RECORDS PROVIDED
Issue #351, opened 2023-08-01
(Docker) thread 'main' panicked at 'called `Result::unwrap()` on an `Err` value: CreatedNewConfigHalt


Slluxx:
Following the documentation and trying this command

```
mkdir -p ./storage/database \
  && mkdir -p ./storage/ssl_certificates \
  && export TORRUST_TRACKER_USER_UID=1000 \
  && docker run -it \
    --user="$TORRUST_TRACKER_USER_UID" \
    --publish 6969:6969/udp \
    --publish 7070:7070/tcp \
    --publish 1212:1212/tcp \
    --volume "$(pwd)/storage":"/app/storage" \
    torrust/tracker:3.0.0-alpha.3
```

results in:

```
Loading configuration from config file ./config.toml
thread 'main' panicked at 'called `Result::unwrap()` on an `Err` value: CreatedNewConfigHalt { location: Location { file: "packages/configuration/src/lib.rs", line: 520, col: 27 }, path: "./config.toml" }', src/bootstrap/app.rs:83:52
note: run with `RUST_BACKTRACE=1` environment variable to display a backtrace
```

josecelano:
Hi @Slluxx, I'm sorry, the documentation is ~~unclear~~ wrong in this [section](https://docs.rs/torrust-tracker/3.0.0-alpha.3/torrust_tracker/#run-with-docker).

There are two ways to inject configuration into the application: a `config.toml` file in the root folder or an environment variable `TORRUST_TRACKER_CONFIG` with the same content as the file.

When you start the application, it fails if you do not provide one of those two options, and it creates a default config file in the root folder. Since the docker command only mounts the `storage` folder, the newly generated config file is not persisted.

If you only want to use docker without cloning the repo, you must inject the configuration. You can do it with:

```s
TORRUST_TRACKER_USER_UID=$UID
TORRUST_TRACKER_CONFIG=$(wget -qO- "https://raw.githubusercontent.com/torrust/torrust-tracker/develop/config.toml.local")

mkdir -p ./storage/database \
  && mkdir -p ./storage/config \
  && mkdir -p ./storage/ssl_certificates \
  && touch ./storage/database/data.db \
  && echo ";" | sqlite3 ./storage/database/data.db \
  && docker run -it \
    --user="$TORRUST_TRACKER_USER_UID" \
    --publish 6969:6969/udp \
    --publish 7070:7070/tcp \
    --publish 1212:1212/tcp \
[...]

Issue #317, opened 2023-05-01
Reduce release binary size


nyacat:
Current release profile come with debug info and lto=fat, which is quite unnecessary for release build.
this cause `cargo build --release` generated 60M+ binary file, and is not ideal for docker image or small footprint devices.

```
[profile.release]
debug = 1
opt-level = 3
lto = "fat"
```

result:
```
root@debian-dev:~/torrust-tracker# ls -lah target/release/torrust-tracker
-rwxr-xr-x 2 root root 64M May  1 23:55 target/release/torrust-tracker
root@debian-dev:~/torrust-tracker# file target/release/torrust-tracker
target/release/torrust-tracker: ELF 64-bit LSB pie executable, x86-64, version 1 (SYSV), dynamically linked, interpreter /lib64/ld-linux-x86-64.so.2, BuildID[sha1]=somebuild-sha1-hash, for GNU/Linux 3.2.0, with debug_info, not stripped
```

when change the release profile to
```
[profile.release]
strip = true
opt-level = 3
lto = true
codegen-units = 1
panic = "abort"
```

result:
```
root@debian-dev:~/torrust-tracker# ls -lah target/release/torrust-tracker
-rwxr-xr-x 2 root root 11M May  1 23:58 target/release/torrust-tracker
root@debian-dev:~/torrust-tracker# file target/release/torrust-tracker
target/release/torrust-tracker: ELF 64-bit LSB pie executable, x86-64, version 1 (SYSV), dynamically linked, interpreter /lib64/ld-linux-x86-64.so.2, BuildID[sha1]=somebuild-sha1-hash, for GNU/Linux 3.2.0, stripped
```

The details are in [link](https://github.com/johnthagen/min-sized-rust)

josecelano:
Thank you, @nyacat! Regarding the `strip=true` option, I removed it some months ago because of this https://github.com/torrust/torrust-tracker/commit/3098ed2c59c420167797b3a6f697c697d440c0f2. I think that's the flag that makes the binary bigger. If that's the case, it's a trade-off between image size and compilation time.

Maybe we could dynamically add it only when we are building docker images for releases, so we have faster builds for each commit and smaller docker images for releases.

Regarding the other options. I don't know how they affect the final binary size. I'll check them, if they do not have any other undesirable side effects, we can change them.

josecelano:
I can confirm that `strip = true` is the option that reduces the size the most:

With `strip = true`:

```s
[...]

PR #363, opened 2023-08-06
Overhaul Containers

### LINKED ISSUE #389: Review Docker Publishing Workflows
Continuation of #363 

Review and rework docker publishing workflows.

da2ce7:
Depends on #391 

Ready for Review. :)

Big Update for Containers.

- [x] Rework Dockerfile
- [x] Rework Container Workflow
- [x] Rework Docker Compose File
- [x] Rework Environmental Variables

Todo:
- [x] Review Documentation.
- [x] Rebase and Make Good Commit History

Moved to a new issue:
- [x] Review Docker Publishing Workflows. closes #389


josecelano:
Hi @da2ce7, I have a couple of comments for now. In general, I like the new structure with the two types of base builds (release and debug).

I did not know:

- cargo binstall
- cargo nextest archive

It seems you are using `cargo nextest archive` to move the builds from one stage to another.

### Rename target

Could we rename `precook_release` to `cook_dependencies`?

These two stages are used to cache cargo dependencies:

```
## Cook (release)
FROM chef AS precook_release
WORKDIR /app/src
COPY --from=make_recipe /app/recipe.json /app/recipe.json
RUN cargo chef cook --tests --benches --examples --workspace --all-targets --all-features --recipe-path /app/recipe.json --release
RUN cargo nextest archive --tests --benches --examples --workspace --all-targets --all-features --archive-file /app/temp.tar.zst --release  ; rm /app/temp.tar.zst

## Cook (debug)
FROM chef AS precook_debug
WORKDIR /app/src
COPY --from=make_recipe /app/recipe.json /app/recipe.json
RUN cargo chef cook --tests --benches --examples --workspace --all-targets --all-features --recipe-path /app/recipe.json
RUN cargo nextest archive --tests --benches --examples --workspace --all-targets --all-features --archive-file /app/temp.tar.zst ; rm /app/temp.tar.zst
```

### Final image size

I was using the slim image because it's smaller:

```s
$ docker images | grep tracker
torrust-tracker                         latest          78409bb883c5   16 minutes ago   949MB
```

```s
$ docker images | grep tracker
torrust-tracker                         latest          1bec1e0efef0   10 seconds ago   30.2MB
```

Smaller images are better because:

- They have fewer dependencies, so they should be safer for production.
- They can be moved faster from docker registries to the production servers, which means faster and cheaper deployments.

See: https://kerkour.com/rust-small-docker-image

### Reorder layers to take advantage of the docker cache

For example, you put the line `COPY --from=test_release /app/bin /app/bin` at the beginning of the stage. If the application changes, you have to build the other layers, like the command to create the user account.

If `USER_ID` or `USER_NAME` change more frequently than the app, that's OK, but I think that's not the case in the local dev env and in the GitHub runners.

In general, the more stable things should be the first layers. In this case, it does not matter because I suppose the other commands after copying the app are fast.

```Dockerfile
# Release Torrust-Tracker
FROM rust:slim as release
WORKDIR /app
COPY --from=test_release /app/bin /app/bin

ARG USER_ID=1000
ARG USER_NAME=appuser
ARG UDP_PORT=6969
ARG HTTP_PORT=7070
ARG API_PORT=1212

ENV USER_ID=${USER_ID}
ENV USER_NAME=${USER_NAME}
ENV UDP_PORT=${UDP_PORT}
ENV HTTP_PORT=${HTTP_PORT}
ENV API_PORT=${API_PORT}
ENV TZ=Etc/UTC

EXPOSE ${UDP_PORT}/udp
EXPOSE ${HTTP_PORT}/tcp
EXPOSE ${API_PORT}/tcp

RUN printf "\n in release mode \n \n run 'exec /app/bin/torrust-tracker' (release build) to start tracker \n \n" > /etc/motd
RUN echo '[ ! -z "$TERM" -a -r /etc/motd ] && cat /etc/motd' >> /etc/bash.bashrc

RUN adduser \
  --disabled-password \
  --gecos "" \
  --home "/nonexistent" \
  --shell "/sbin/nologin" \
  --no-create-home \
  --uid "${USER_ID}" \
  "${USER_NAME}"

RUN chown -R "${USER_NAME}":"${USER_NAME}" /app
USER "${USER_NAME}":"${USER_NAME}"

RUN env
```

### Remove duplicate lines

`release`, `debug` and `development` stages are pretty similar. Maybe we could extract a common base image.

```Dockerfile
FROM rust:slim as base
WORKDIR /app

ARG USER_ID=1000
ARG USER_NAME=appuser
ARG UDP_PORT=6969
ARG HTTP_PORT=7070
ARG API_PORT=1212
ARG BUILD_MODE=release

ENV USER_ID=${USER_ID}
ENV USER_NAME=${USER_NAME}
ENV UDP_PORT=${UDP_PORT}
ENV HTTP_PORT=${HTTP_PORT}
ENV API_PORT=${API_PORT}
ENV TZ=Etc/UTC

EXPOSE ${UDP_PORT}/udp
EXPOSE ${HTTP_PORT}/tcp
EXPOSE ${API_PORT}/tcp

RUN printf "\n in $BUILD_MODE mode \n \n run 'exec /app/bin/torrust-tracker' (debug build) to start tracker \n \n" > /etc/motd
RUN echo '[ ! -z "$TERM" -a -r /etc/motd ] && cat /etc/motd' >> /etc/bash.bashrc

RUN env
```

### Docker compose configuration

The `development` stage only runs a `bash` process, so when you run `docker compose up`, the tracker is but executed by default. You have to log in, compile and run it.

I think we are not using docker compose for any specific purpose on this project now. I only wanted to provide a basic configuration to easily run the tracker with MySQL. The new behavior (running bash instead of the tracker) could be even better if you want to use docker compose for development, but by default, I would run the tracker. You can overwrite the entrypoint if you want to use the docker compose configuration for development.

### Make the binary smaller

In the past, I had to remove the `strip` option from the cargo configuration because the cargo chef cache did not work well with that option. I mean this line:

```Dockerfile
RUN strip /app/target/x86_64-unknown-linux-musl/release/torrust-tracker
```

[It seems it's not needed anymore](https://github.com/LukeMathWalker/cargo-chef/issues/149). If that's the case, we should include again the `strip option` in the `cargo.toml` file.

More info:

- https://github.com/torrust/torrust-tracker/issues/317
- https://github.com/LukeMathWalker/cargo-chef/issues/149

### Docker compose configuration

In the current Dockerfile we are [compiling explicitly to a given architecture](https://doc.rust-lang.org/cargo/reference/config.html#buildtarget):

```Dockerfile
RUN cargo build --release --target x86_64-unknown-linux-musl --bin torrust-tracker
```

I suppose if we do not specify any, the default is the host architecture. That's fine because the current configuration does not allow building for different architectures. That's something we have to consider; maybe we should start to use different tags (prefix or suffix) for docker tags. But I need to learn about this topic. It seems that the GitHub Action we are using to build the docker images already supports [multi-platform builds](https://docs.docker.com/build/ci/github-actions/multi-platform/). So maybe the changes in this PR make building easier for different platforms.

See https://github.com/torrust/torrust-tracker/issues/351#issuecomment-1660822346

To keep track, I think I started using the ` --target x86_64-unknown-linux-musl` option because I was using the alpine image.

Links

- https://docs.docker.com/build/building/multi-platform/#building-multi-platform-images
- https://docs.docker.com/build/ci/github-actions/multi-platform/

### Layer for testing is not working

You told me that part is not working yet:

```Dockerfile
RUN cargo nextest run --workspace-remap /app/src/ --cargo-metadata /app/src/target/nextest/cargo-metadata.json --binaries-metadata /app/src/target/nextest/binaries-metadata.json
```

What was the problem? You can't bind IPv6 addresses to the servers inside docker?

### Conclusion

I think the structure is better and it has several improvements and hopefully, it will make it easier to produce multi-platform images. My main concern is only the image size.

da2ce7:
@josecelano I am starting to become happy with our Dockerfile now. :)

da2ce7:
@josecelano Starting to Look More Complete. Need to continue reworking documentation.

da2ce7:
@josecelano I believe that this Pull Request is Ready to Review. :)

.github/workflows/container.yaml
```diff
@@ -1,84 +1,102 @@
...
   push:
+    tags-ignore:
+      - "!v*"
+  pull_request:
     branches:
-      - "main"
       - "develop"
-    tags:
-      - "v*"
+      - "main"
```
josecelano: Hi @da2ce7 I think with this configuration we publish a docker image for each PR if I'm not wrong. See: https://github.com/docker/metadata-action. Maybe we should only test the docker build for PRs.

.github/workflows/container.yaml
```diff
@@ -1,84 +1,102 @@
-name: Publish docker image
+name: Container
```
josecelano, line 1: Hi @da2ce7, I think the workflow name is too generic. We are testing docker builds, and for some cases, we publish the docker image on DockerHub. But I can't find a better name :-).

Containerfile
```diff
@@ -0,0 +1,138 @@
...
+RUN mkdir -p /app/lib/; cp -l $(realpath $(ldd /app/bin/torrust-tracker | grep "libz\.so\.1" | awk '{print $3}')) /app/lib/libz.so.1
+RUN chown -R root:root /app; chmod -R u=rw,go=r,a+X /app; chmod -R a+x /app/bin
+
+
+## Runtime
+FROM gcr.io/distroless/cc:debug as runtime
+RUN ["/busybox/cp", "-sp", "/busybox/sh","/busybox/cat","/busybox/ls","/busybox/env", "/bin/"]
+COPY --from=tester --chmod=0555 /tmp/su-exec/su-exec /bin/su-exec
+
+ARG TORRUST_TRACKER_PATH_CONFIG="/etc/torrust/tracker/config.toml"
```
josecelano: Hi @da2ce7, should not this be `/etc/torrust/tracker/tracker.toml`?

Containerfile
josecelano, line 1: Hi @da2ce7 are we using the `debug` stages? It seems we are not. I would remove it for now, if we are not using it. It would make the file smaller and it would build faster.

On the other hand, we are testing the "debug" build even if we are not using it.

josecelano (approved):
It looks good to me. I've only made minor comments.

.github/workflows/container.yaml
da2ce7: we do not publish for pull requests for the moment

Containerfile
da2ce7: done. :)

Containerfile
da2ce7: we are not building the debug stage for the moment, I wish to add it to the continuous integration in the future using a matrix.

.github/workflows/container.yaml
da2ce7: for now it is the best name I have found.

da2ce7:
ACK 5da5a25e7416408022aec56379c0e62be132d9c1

TASK PROMPT
In the listing, find every line with the word "motd" and return it.

SOLUTION FOR THIS EXERCISE
RUN printf "\n in release mode \n \n run 'exec /app/bin/torrust-tracker' (release build) to start tracker \n \n" > /etc/motd
RUN echo '[ ! -z "$TERM" -a -r /etc/motd ] && cat /etc/motd' >> /etc/bash.bashrc
RUN printf "\n in $BUILD_MODE mode \n \n run 'exec /app/bin/torrust-tracker' (debug build) to start tracker \n \n" > /etc/motd
RUN echo '[ ! -z "$TERM" -a -r /etc/motd ] && cat /etc/motd' >> /etc/bash.bashrc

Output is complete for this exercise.